Date on Master's Thesis/Doctoral Dissertation

8-2021

Document Type

Master's Thesis

Degree Name

M. Eng.

Department

Chemical Engineering

Degree Program

Chemical Engineering, MS

Committee Chair

Willing, Gerold

Committee Member

Jaeger, Vance

Committee Member

Williams, Stuart

Author's Keywords

quantum dots; quantum dot sensitized solar cells; lead sulfide; solar applications; third generation solar; drying dynamics

Abstract

Initial solar cells utilized silicon and alloys for their economic viability. Photoelectrochemical photovoltaic cells were discovered with technological advancement which increased solar efficiency and further improved economic feasibility leading to quantum dot sensitized solar cells. Lead sulfide quantum dots and titanium dioxide were studied for wetting and drying effects. Zeta potential, pH values, SEM, and optical microscopes quantified or observed the colloidal suspension and dried sample behavior. Combined mixtures of lead sulfide and titania were dried at 3.6 pH and 12.56 pH values. This due to the observed zeta potential isoelectric point of titania, and behavior showed increased stability occurring for those pH values, respectively. SEM imaging was optimized to achieve a thin layer of dried material. Lab microscope imaging further confirmed what was occurring in SEM imaging; the materials were falling out of suspension with lead sulfide settling to the bottom (black or grey material) and titania (white) on the top surface of the dried droplet at both pHs.
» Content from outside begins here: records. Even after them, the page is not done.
PR #268, opened 2026-02-26
feat: add first draft for visualization

### LINKED ISSUE #247: Add visualization for protein structures
## Issue description
Whenever we work with protein structure data, a visualization of the structures should be provided.  

## Acceptance Criteria
- [ ] When importing a protein structure prediction users should be able to visually see the structure they just imported
- [ ] When validating this imported structure prediction they should see this as well extended to include the crosslinks used for validation

NeleRiediger:
## Description
fixes #247 
I created a new frontend-component for the Mol*-Viewer. This component is used as a possible output of a step (just as plots or tables) on the run-screen where it gets visualization-data (in the form of a cif converted to a string from its dataframe representation) whenever a step has visualization-data as one of its output keys (everything adapted to the newly refactored output system). 
All steps that import a protein structure or validate crosslinks have visualization-data as one of their output-keys now. For the validation steps the visualization data not only consists of the cif-dataframe but also the crosslink-dataframe. 
Whenever the Mol*-Viewer component also gets crosslinking-data the component creates a cif-structure for those crosslinks and adds it to the viewer as a separate structure on top. 
Since dealing with all this cif data and loading the viewer can sometimes take some time, I then added some functionality to the run-screen, that enables visualizations to only get loaded when the user actually clicks on the visualization output tab and never in the background. So the user doesn't experience significant delays in the run because of it. (Visualizations that are loaded, are also cached, while the step doesn't change).  
Visualization should work for both monomers and multimers. But inter-crosslinks in multimers need some additional information to be displayed correctly. Since this information is also necessary for a correct validation of multimer crosslinks and this functionality needs to be implemented there anyways, I figured we could just calculate it there and output it with the visualization data. So as of now I just hardcoded this information and provided the interface for when it is implemented in the future. That's why inter-crosslinks in multimeres are wrongfully displayed as intra crosslinks right now. 

## Changes
Mol*-Viewer frontend component: 
- molstar-viewer.tsx ➞ base-code to initialize the viewer and display a structure in it 
- molstar-viewer.service.tsx ➞ some helper functions for the viewer 
- crosslinker-processing ➞ the functions creating a cif-structure for the crosslinks 
- (and some more like index, props, config, styles)    
 
Where I added visualization-data as an output key: 
- alphafold-protein-structure-load.py 
- cross linking-validation.py 

Getting the visualization-data:
- run-screen.tsx ➞ added visualizations as an output-type (within the newly refactored output system) and added the lazy-loading for visualizations (including a selectedOutputTab-state) 
- views.py and views-helper.py ➞ functionality that extracts the right kind of data from the step-output, when a visualization is created  

## Testing
- create a standard-crosslinking workflow (up to validation) for both monomers and multimers and check wether all steps that load or validate structures have a visualization and that it looks correct 
- when validating crosslinks use some different values so the same crosslinks are once rated valid and once invalid, then you should see them visualized in a stronger or more pale color 
- (keep in mind that inter-crosslinks are displayed as intra-crosslinks even though they already have the purple color indicating they are inter) 
- maybe play around with switching between different output tabs to make sure the selectedOutputTab-state is working as expected  

## PR checklist
**Development**
 
**Mergeability**
 
**Code review**


jorisfu:
I just skimmed over the PR and I think I need a bit more context as to what we're trying to do here. Adding another attribute to the step surely works, but I think it's not very clean.

As a suggestion, why don't we refactor the current output system to specify the types of the outputs and then just use that? We could e.g. add another specific output type for this kind of visualisation and then add another tab in the frontend outputs dynamically if such an output exists for a given step.

Just a general idea though. Not entirely sure how to concretely implement it yet due to lack of context, but let's discuss this in a meeting

backend/main/views.py
```diff
@@ -3,6 +3,8 @@
 import traceback
 from zipfile import ZipFile
 import re
+import traceback
+from typing import Any
```
jorisfu: already on line 9

frontend/src/components/app/run-screen/run-screen.tsx
```diff
@@ -341,6 +382,20 @@ export const RunScreen: React.FC = () => {
...
+  const visualizationComponent = (
+    <StyledContentContainer>
+      {visualizations.length > 0 ? (
+        visualizations.map((viz) => (
+          <StyledContentDiv key={viz.proteinEntryId}>
+            <MolstarViewer cifText={viz.cifString} crosslinks={viz.crosslinks} />
+          </StyledContentDiv>
+        ))
+      ) : (
+        <SectionTitle baseComponent="h4" description="Structure-visualization is loading..." />
```
jorisfu: "Structure visualisation is loading" fix for EN-UK

frontend/src/components/app/run-screen/run-screen.tsx
```diff
@@ -359,10 +414,7 @@ export const RunScreen: React.FC = () => {
           }))}
         />
       ) : (
-        <SectionTitle
-          baseComponent={"h4"}
-          description={"This step does not provide any tables as output."}
-        />
+        <SectionTitle baseComponent={"h4"} description={"Output-tables are loading..."} />
```
jorisfu: "Output tables are loading" no hyphen here

frontend/src/components/app/run-screen/run-screen.tsx
```diff
@@ -437,8 +489,20 @@ export const RunScreen: React.FC = () => {
     availableTables && availableTables.length > 0 && { name: "Tables", value: tableComponent },
     availableImages.length > 0 && { name: "Images", value: imageComponent },
     availableDownloads.length > 0 && { name: "Downloads", value: downloadComponent },
+    availableVisualizations.length > 0 && { name: "Visualizations", value: visualizationComponent },
```
jorisfu: "Visualisations" for EN-UK

frontend/src/components/app/run-screen/run-screen.tsx
```diff
@@ -471,6 +535,14 @@ export const RunScreen: React.FC = () => {
                 styleProps={{ height: "calc(100% - 3em)" }}
                 components={components}
                 hasCardTitle={false}
+                selection={selectedOutputTab}
+                callback={(component) => {
+                  setSelectedOutputTab(component.name);
+
+                  if (component.name === "Visualizations" && !hasLoadedVisualizations) {
```
jorisfu: "Visualisations"

frontend/src/components/core/shared/molstar-viewer/molstar-viewer.tsx
```diff
@@ -0,0 +1,81 @@
...
+          handleError(disposeError, "Error disposing Molstar plugin:", notify);
+        }
+      }
+    };
+  }, [cifText, crosslinks, notify]);
+
+  return (
+    <Container>
+      {isLoading && (
+        <SectionTitle baseComponent="h4" description="Structure-visualization is loading..." />
```
jorisfu: "Structure visualisation is loading"

jorisfu (changes requested):
Tested working and seems all good apart from some external facing messages needing to be adjusted.

The only major problem left is the lack of proper serialisation/deserialisation in the disk operator leading to visualisations bloating the `run.yaml`, causing horrible performance due to repeated re-writes. We should only update visualisation dumps if the output changed and we thus must also dump them into another file. See e.g. the changes I did with PNGs on this PR for a reference: https://github.com/cschlaffner/PROTzilla/pull/302

backend/main/views.py
```diff
@@ -715,6 +717,37 @@ def get_downloads_from_step(request: HttpRequest):
...
+        output_key = data.get("output_key")
+
+        run = Run(run_name)
+        step = run.steps.get_step_by_id(step_id)
+        visualization_dict = step.output.get(output_key)
+        if visualization_dict is None:
+            return JsonResponse(
+                {
+                    "success": False,
+                    "message": "Got no available visualization for the step",
```
Elena-kal, line 734:
```suggestion
                    "message": "No visualization available for this step.",
```

backend/main/views.py
```diff
@@ -715,6 +717,37 @@ def get_downloads_from_step(request: HttpRequest):
...
+                    "data": {},
+                }
+            )
+        return JsonResponse(
+            {
+                "success": True,
+                "message": "Got the available visualization for the step",
```
Elena-kal, line 741:
```suggestion
                "message": "Visualization loaded for this step.",
```
"got" sounds a bit informal

backend/main/views_helper.py
```diff
@@ -176,3 +178,113 @@ def load_yaml_from_file(path: Path) -> str:
...
     with path.open("r") as f:
         return f.read()
+
+
+# ------------------------- helper for get_step_visualization: -------------------------
+
+
+def create_visualization(
+    cif_df: pd.DataFrame,
+    protein_entry_id: str,
```
Elena-kal: In previous code we often called this protein_id or uniprot_id, is there a reason why it is now protein_entry_id? Does it have a different function?

backend/main/views_helper.py
```diff
@@ -176,3 +178,113 @@ def load_yaml_from_file(path: Path) -> str:
...
+    crosslinking_df: Optional[pd.DataFrame] = None,
+) -> dict:
+    """
+    Convert a CIF DataFrame to a mmCIF string and package it with its protein entry ID.
+    Optionally include crosslinks.
```
Elena-kal, line 193: Feels weird to call the function something with visualization but not to mention the visualization part in the doc string.

backend/main/views_helper.py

This work completed further establishes behavioral evaluation of individual materials related to creating third generation solar devices made with quantum dots verses that of current materials used for second generation materials like CdS, CdSe, and CdTe. This work contributes to general knowledge of material characteristics of lead sulfide as a nanoparticle as a potential quantum dot in a titanium dioxide microparticle system.